AI Security Audit: 19 Lenses, 58 Codebases, One Day

The Problem With Building Fast: Security Debt Hides Between Projects

I run dozens of revenue systems across 58 codebases. A DTC fashion brand. A pricing engine touching 564 products. A content pipeline managing 313 blog articles. Internal tools, client builds, experiments that turned into production systems because they worked.

Every one of them shipped fast. That was the point. When you build at speed, you ship the thing that makes money and you move on.

But here's what nobody tells you about building this way: none of those 58 codebases had ever had a single unified security read. Not one. Each repo got attention when it was being built, sure. Then it went live and I stopped looking at it the way an attacker would.

The danger was never any one repo. The danger was that nobody, including me, knew the true blast radius across the whole estate. A leaked key in one project. An open database in another. A missing access control somewhere I'd half-forgotten existed. Findings were scattered across different tools, different mental notes, different moments of "I should fix that later."

That's the trap. When you build fast, the security debt hiding inside fast AI builds doesn't collect inside any single project. It collects in the gaps between them. Each repo looks fine in isolation. The risk lives in the aggregate, in the parts no single audit ever scoped.

So I had a problem most growing companies have and never name: I had no idea what my real security exposure was across everything I'd built.

The question was how to run an AI security audit across 58 repos without spending months and a fortune doing it. A traditional approach would have cost me a quarter of a year and six figures. That math doesn't work for one person, and it doesn't work for most small businesses either.

So I built something else.

Why a Traditional Security Audit Doesn't Fit a Multi-System Operation

Let me be fair to the traditional security world before I tear into it. Deep manual penetration testing has real value. If you have one flagship product handling sensitive transactions, you want a skilled human trying to break it. That work is irreplaceable.

Comparison table showing traditional pen-test firm costs (one year and six figures for 58 codebases) versus an AI estate audit (one day at the cost of compute, repeatable monthly) Traditional pen-test cost math vs. AI audit economics

But it doesn't fit a multi-system operation. Here's the math.

The pen-test firm math

A traditional security firm quotes you in weeks, and they scope one application or one repo per engagement. Call it two to four weeks per app, somewhere between $15,000 and $40,000 depending on depth.

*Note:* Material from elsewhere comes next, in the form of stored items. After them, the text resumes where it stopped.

PR #2354, opened 2018-08-08
Convert from List to Set to speed up contains() logic.

aggie05engineer:
Using a List here results in extremely long runtimes when the source
folder is large because the contains() call is O(n). The logic
ends up placing this List into a Set anyway so just use a Set here
and make contains() checks cheap.

### DIFF
--- a/src/main/java/spoon/support/compiler/VirtualFolder.java
+++ b/src/main/java/spoon/support/compiler/VirtualFolder.java
@@ -45,7 +45,7 @@ public class VirtualFolder implements SpoonFolder {
 
 	@Override
 	public List<SpoonFile> getAllFiles() {
-		List<SpoonFile> result = new ArrayList<>();
+		Set<SpoonFile> result = new HashSet<>();
 
 		for (SpoonFile f : getFiles()) {
 			// we take care not to add a file that was already found in a folder
@@ -53,7 +53,9 @@ public class VirtualFolder implements SpoonFolder {
 				result.add(f);
 			}
 		}
-		return result;
+
+		List<SpoonFile> resultAsList = new ArrayList<>(result);
+		return resultAsList;
 	}
 
 	@Override
--- a/src/main/java/spoon/support/compiler/VirtualFolder.java
+++ b/src/main/java/spoon/support/compiler/VirtualFolder.java
@@ -45,17 +45,9 @@ public class VirtualFolder implements SpoonFolder {
 
 	@Override
 	public List<SpoonFile> getAllFiles() {
-		Set<SpoonFile> result = new HashSet<>();
-
-		for (SpoonFile f : getFiles()) {
-			// we take care not to add a file that was already found in a folder
-			if (!result.contains(f)) {
-				result.add(f);
-			}
-		}
-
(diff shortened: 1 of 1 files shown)


src/main/java/spoon/support/compiler/VirtualFolder.java
```diff
@@ -45,15 +45,17 @@ public void addFolder(SpoonFolder o) {
...
 		for (SpoonFile f : getFiles()) {
 			// we take care not to add a file that was already found in a folder
 			if (!result.contains(f)) {
 				result.add(f);
 			}
 		}
-		return result;
+
+		List<SpoonFile> resultAsList = new ArrayList<>(result);
+		return resultAsList;
```
zielint0: I recommend to avoid unnecessary local variable:

```
List<SpoonFile> resultAsList = new ArrayList<>(result);
return resultAsList;
```

Just return what is needed:
```
return new ArrayList<>(result);
```
It is shorter and easier to understand.

src/main/java/spoon/support/compiler/VirtualFolder.java
```diff
@@ -45,15 +45,17 @@ public void addFolder(SpoonFolder o) {
 
 	@Override
 	public List<SpoonFile> getAllFiles() {
-		List<SpoonFile> result = new ArrayList<>();
+		Set<SpoonFile> result = new HashSet<>();
 
 		for (SpoonFile f : getFiles()) {
```
zielint0: f -> file

src/main/java/spoon/support/compiler/VirtualFolder.java
```diff
@@ -45,15 +45,17 @@ public void addFolder(SpoonFolder o) {
...
 			// we take care not to add a file that was already found in a folder
 			if (!result.contains(f)) {
```
surli: This test seems not needed anymore

src/main/java/spoon/support/compiler/VirtualFolder.java
surli: Actually, in order to improve the perf, it looks interesting to store the results locally in the instance to avoid computing it again each time. WDYT?

surli:
Thanks @aggie05engineer for your proposal!

src/main/java/spoon/support/compiler/VirtualFolder.java
aggie05engineer: I do not understand the code well enough unfortunately. Yesterday was my first day playing with spoon.

files appears to be mutable given addFile() and addFolder() methods. There is no need to call getFiles() here at all since getFiles() just returns a List representation of the Set<SpoonFile> files anyway. If there are thread concerns then there are already issues with non-protected blocks _so_ I think just using the files as is works ok? Submitting new change today.

surli: Yeah actually I had second thought about my comment after posting it. So let's forgot this idea for now.

pvojtechovsky:
I suggest to return immutable list. WDYT?

monperrus:
Thanks a lot for your contribution

PR #2355, opened 2018-08-08
WIP refactor: add 'final' keyword to utility classes

zielint0:
Prevent creating instances of utility classes.

Class structure
- Utility class is not 'final'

Now multiply that by 58 codebases.

That's not a project. That's a year of work and well over six figures. No solo operator pays that. No $5M business pays that. And by the time you finished auditing repo 58, repos 1 through 30 would have shipped new code and gone stale.

A traditional audit produces a snapshot. You pay a fortune for a photo of one moment, and the moment passes the second you deploy again.

The single-repo blind spot

Here's the deeper issue. Pen-test firms scope one repo because that's how the work is sold. But the risk in a multi-system operation isn't inside one repo. It's the pattern across all of them.

If the same authentication mistake exists in twelve projects, a single-repo audit catches it once and misses eleven. You fix the flagship and leave the rest exposed.

Most owners assume security audits are slow, expensive, and only worth it for big companies. That assumption is exactly what leaves small operations wide open. You skip the audit because the only version you know about costs too much, and you tell yourself you're too small to be a target.

You're not too small. You're just unaudited. There's a difference.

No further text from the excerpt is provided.